▼▼▼

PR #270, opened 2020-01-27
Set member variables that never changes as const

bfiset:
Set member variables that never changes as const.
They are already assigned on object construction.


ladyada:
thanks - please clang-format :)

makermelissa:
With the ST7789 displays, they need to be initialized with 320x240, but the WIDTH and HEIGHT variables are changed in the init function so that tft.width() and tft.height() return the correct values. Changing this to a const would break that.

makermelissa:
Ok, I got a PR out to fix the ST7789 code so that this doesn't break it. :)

▲▲▲

▸ YOUR TASK
Type the records out again. Match them exactly.

▸ EXPECTED ANSWER
PR #270, opened 2020-01-27
Set member variables that never changes as const

bfiset:
Set member variables that never changes as const.
They are already assigned on object construction.


ladyada:
thanks - please clang-format :)

makermelissa:
With the ST7789 displays, they need to be initialized with 320x240, but the WIDTH and HEIGHT variables are changed in the init function so that tft.width() and tft.height() return the correct values. Changing this to a const would break that.

makermelissa:
Ok, I got a PR out to fix the ST7789 code so that this doesn't break it. :)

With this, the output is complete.